Deployment overview

This section is where the heterogeneous system comes together. Linux on the application cores manages the lifecycle of Cortex-M33 through RemoteProc, and your Cortex-M33 firmware brings up ExecuTorch and the Ethos-U65 delegate.

Your success criteria is simple and observable: the remoteproc trace buffer shows a completed inference run with no bus errors.

Prerequisites

Before deploying, verify the following on your FRDM-IMX93 board:

  1. Ethos-U kernel driver is loaded. The Linux ethosu driver must be bound so the NPU is powered and clocked:

        
    
            
            ls /dev/ethosu*
    __output__/dev/ethosu0
    
            
        
    

    If /dev/ethosu0 doesn’t exist, the NPU isn’t powered and the firmware will hang at NPU initialization.

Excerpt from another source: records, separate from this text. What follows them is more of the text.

PR #675, opened 2026-08-13
Render scanned MRC pages: reach image codecs from mask decode, refine JBIG2 text symbols

ben-milanko:
## Summary

A scanned page laid out as mixed raster content — a JPX colour layer stencilled by a high-resolution JBIG2 text mask — rendered as a flat dark grey sheet with no legible text. Two stacked failures, both fixed here.

**1. The mask decode paths couldn't reach the image codecs.** `pdfImageStencilMask` and `pdfImageSoftMask` pulled their samples with `cos.decodeStreamData`, the plain stream-filter chain. JBIG2 and JPX are image codecs, not filters, so that throws `UnsupportedFilterException` — which both helpers caught and turned into `null`, meaning "no mask, paint the base opaque". On an MRC page that paints the dark colour layer edge to edge over the whole sheet. `decodePdfImageBase` has always routed those two through `Jbig2Decoder`/`JpxDecoder`; the mask paths never did.

Both now go through one shared `_maskSampleData` helper that returns the samples *plus the shape and depth the codec actually produced* — the codec, not the dictionary, is authoritative, since JPX carries its own dimensions and always yields 8-bit samples whatever `/BitsPerComponent` claims. The stencil path rejects anything that didn't come back 1-bit (§8.9.6.3 has no wider form).

**2. The JBIG2 decoder rejected refined text symbols.** With the mask reachable, `Jbig2Decoder.decode` still returned null: `FormatException: refined text symbols`. The stream refines most of its instances (SBREFINE=1) — a scanner shares one symbol dictionary and re-codes each instance's own ink against it, which is how it stays lossless on real scanned glyphs. T.88 §6.4.11 is now implemented in `_readTextRegion`: read SBRAT off the flags, decode IARDW/IARDH/IARDX/IARDY per refined instance, and refine against the symbol.

Two details worth review:
- The reference is offset, not aligned: region pixel (x, y) refines reference pixel (x − GRREFERENCEDX, y − GRREFERENCEDY), where GRREFERENCEDX = floor(RDW/2) + RDX. `_decodeRefinement` and the two context builders grew `dx`/`dy` for it; a generic refinement *region* segment passes 0, preserving its previous behaviour. Dart's `>>` is the floor division the spec asks for at negative deltas — `~/` is not.
- One refinement context set is shared by every refined instance in the region, so it is allocated outside the instance loop.

`curS` advances by the refined width, not the dictionary symbol's.

No API changes outside `pdf_test_fixtures` (`Jbig2Placement` gained optional `refined`/`refinedDx`/`refinedDy`; `grayJpxCodestream`/`grayJpxExpectedSamples` are new).

## Affected packages

- [x] `pdf_cos`
- [ ] `pdf_document`
- [x] `pdf_graphics`
- [ ] `dart_pdf_editor`
- [x] `pdf_test_fixtures`
- [ ] Example app

## Change type

- [x] Bug fix
- [ ] Feature
- [x] Rendering change
- [ ] Editing behavior change
- [ ] Performance change
- [ ] Refactor / cleanup
- [ ] Tests / fixtures only
- [ ] Documentation only

## Validation

- [x] `fvm flutter pub get`
- [x] `fvm dart analyze` (clean across the workspace)
- [x] `cd packages/pdf_cos && fvm dart test` (362 passing)
- [x] `cd packages/pdf_graphics && fvm dart test` (1037 passing)
- [ ] `cd packages/dart_pdf_editor && fvm flutter test`
- [x] Ghent corpus test or baseline update (`ghent_render_test.dart` — unchanged, no baseline update needed)
- [x] Real PDF corpus parse/render smoke test (the reporting document, plus `pdfjs_render_test.dart`, 164 passing)
- [ ] Example app smoke test

Also ran `tool/perf.sh gate`: 12 inputs, 13 counters within 3% — unchanged, as expected, since no corpus file previously reached either mask path with these codecs. The two suites left unchecked are untouched by this change; the render-facing ones (Ghent, PDF.js) were run instead.

The reproducing document is a customer drawing and is not attached. Both fixes are covered by programmatic fixtures instead:

- `pdf_cos/test/jbig2_roundtrip_test.dart` round-trips a text region mixing refined and verbatim instances, with RDW/RDH of both signs and non-zero RDX/RDY. The fixture JBIG2 encoder learned to emit refined instances (`Jbig2Placement.refined` + `_encodeRefinement`); its context layout mirrors the decoder's bit for bit, which is the whole contract between them.
- `pdf_graphics/test/image_pixels_test.dart` covers a JBIG2 stencil `/Mask`, a JPX `/SMask`, and a colour JPX `/SMask` (which correctly reads as "no mask" rather than inventing an alpha plane).
- The JPX codestream fixture moved to `pdf_test_fixtures` so both packages can use a real one.

## Compatibility checklist

## Notes for reviewers

Silent-opaque is the failure mode worth remembering here: a mask helper returning `null` for "I can't read this" is indistinguishable from "there is no mask", and turns an unreadable mask into an image that covers everything below it. If another mask codec ever shows up, it needs the same routing.

Still unsupported in the JBIG2 decoder, and unchanged by this PR: custom Huffman tables, refinement/aggregate symbol dictionaries (SDREFAGG=1), and refinement in Huffman-coded text regions. The class doc comment is updated to say so accurately.

One pre-existing behaviour I did not touch: `decodePdfImage`'s targeted path asks `pdfImageStencilMask` for a mask sized to the *base*, which on an MRC page downsamples a 4964px-wide text stencil to the colour layer's 1241px. The full-decode path (what the renderer used here) composites at the mask's resolution and stays sharp.

Background and the spec pointers are written up in `doc/dev-log/2026-08-13-mrc-jbig2-stencil-mask.md`.

https://claude.ai/code/session_01Xi7vLuBDLAF5Vyy8EPg1hi

---
_Generated by [Claude Code](https://claude.ai/code/session_01Xi7vLuBDLAF5Vyy8EPg1hi)_


ben-milanko (commented):
One correctness issue in the new refined-symbol allocation guard; the codec-routing changes and the rest of the refinement implementation look sound.

packages/pdf_cos/lib/src/filters/jbig2.dart
```diff
@@ -831,13 +860,42 @@ class Jbig2Decoder {
...
+          final rdw = decoder.decodeInt(iardw) ?? 0;
+          final rdh = decoder.decodeInt(iardh) ?? 0;
+          final rdx = decoder.decodeInt(iardx) ?? 0;
+          final rdy = decoder.decodeInt(iardy) ?? 0;
+          final rw = symbol.width + rdw;
+          final rh = symbol.height + rdh;
+          // A corrupt stream can decode an arbitrarily large delta, so the
+          // allocation has to be bounded: no encoder codes an instance bigger
+          // than the region it is drawn into.
+          if (rw <= 0 || rh <= 0 || rw > w || rh > h) {
```
ben-milanko: [P2] Allow refined symbols to extend beyond the text region

Please don’t use the text region’s `w`/`h` as the allocation bound here. T.88 text-region composition clips symbol bitmaps at the region edge, so a valid refined instance may be wider or taller than the region (for example, a large glyph placed partly outside it). Reference decoders allocate `symbol.width + RDW` / `symbol.height + RDH` and clip during composition. With this check, `Jbig2Decoder.decode` returns null for such a stream and the entire page image is skipped. Keep the positive-size validation, but use an independent defensive allocation limit rather than `rw > w || rh > h`.

ben-milanko: Good catch — you're right, and I confirmed it in the code: `_drawSymbol` composes through `_Bitmap.compose`, which skips out-of-range rows and columns, so an oversized or overhanging instance clips rather than being invalid. Bounding by the region turned a legal stream into a dropped page image.

Fixed in 5e4ea63: the positive-size validation stays, and the region bound is replaced with an independent defensive ceiling on the instance — `_maxRefinedSymbolExtent` (2^20 per dimension) and `_maxRefinedSymbolPixels` (2^26) — which is what actually needs guarding, since RDW/RDH are decoded before anything is allocated. The per-dimension cap also keeps `rw * rh` from overflowing on the way to the area check.

Added a round-trip test for the case you described: a refined instance larger than the region in both axes *and* placed to overhang its right edge now decodes and clips to the same page the reference composition produces. It fails against the previous guard.

---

  2. DDR memory is reserved for the CM33. The NXP BSP reserves two DDR regions by default:

        
    
            
            
    reserved-memory {
        model@c0000000 {
            reg = <0 0xc0000000 0 0x400000>;   /* 4MB for .pte model */
            no-map;
        };
        ethosu_region@A8000000 {
            reg = <0 0xa8000000 0 0x8000000>;  /* 128MB for NPU working memory */
            no-map;
        };
    };
    
        
    

Copy files to the board

From the Executorch_runner_cm33 project, copy both the firmware and the .pte model to the board:

    

        
        
scp debug/executorch_runner_cm33.elf root@<board-ip>:/lib/firmware/
scp mobilenetv2_u65.pte root@<board-ip>:/tmp/

    

Connect to the board

SSH into the board for the remaining steps:

    

        
        
ssh root@<board-ip>

    

Replace <board-ip> with your board’s actual IP address.

Load the model to DDR

The executor_runner firmware reads the .pte model from DDR at address 0xC0000000. Write the model into DDR using /dev/mem:

    

        
        python3 -c "
import mmap, os
pte = open('/tmp/mobilenetv2_u65.pte', 'rb').read()
fd = os.open('/dev/mem', os.O_RDWR | os.O_SYNC)
m = mmap.mmap(fd, len(pte), mmap.MAP_SHARED, mmap.PROT_WRITE, offset=0xC0000000)
m.write(pte)
m.close()
__output__os.close(fd)
print(f'Wrote {len(pte)} bytes to 0xC0000000')
"
Wrote 3507872 bytes to 0xC0000000

        
    
Note

You can also load the model via U-Boot if the .pte file is on the SD card’s first partition. At the U-Boot prompt, run fatload mmc 0:1 0xc0000000 mobilenetv2_u65.pte followed by boot. The model remains in DDR across Linux boot because the region is marked no-map.

Run inference

Start the Cortex-M33 firmware through RemoteProc. RemoteProc is the control plane for this platform: it gives you a consistent way to stop, replace, and start the Cortex-M33 image without manually resetting the system.

    

        
        echo stop > /sys/class/remoteproc/remoteproc0/state
echo executorch_runner_cm33.elf > /sys/class/remoteproc/remoteproc0/firmware
echo start > /sys/class/remoteproc/remoteproc0/state
sleep 15
cat /sys/kernel/debug/remoteproc/remoteproc0/trace0

        
    
Note

If no firmware is running, the stop command prints an error. That is expected and can be ignored.

Expected output

You should see output similar to:

    

        
        NPU config match
NPU arch match
cmd_end_reached 0x1
bus_status_error 0x0
1 inferences finished
Output[0]: dtype=6, numel=1000, nbytes=4000
Program complete, exiting.

        
    

The key indicators of a successful inference run:

OutputMeaning
NPU config matchThe compiled model’s NPU configuration matches the hardware
NPU arch matchThe compiled model’s architecture version matches the hardware
cmd_end_reached 0x1The NPU executed all 116 operators in the command stream
bus_status_error 0x0No AXI bus errors during NPU memory access
numel=1000MobileNet V2 output: 1000 ImageNet classification scores (one per class)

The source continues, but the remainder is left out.